***** DATA *****
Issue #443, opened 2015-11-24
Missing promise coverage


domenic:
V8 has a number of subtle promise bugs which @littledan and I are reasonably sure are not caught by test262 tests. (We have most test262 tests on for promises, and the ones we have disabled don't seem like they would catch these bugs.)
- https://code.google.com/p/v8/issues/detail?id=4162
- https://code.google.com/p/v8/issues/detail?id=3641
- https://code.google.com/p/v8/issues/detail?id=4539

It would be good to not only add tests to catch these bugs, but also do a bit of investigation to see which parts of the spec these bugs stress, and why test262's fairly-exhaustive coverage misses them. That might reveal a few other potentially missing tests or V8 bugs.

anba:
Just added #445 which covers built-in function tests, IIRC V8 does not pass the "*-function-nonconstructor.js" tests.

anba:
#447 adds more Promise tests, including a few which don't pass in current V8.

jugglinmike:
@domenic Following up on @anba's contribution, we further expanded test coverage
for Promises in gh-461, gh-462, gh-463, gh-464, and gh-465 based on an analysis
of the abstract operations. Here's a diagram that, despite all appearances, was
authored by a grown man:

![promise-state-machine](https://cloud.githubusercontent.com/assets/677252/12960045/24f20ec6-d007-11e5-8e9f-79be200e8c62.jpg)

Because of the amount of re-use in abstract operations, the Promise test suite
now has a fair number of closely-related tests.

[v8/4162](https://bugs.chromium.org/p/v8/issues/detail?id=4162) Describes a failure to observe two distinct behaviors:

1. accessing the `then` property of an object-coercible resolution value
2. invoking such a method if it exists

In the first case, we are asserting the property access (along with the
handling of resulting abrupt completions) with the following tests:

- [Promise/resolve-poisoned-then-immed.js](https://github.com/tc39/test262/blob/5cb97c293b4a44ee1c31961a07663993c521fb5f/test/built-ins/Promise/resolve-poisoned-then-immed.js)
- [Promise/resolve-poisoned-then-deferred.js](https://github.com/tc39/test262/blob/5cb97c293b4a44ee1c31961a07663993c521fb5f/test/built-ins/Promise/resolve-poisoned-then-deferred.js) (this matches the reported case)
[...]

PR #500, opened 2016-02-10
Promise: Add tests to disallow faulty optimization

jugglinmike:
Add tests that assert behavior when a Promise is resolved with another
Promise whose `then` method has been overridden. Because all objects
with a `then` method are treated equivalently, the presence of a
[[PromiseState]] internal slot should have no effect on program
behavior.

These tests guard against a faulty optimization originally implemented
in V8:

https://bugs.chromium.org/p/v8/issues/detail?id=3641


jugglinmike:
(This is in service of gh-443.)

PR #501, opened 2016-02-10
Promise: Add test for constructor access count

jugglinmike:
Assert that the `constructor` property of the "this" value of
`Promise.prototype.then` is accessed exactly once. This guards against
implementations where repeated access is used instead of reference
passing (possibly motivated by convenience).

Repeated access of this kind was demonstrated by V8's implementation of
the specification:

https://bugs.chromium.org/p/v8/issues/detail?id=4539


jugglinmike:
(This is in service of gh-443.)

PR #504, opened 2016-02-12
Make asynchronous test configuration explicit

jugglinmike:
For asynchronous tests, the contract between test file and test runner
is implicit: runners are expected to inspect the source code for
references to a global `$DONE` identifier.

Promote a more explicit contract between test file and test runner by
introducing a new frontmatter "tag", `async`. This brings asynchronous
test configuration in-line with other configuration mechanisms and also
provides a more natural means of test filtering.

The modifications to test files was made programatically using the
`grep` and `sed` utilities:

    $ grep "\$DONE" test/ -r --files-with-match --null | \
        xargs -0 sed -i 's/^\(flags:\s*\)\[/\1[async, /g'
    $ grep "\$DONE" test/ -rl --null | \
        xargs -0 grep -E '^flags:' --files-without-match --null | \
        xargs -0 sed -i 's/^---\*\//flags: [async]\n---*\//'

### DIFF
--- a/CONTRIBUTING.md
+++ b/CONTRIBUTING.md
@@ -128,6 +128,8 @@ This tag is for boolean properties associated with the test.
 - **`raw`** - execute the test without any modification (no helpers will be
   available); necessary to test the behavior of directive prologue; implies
*****
> **ABOUT THIS EXERCISE**: Return the entries above unchanged, starting at the first line and stopping after the line with "- https://code.google.com/p/v8/issues/detail?id=4539".

> **TASK SOLUTION**:
Issue #443, opened 2015-11-24
Missing promise coverage


domenic:
V8 has a number of subtle promise bugs which @littledan and I are reasonably sure are not caught by test262 tests. (We have most test262 tests on for promises, and the ones we have disabled don't seem like they would catch these bugs.)
- https://code.google.com/p/v8/issues/detail?id=4162
- https://code.google.com/p/v8/issues/detail?id=3641
- https://code.google.com/p/v8/issues/detail?id=4539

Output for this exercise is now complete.